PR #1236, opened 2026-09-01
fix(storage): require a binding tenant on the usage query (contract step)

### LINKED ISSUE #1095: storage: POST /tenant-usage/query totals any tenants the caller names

════

- _WHAT THE TASK REQUIRES_: Copy the data word for word.

- _SOLUTION FOR THIS TASK_:
PR #1236, opened 2026-09-01
fix(storage): require a binding tenant on the usage query (contract step)

### LINKED ISSUE #1095: storage: POST /tenant-usage/query totals any tenants the caller names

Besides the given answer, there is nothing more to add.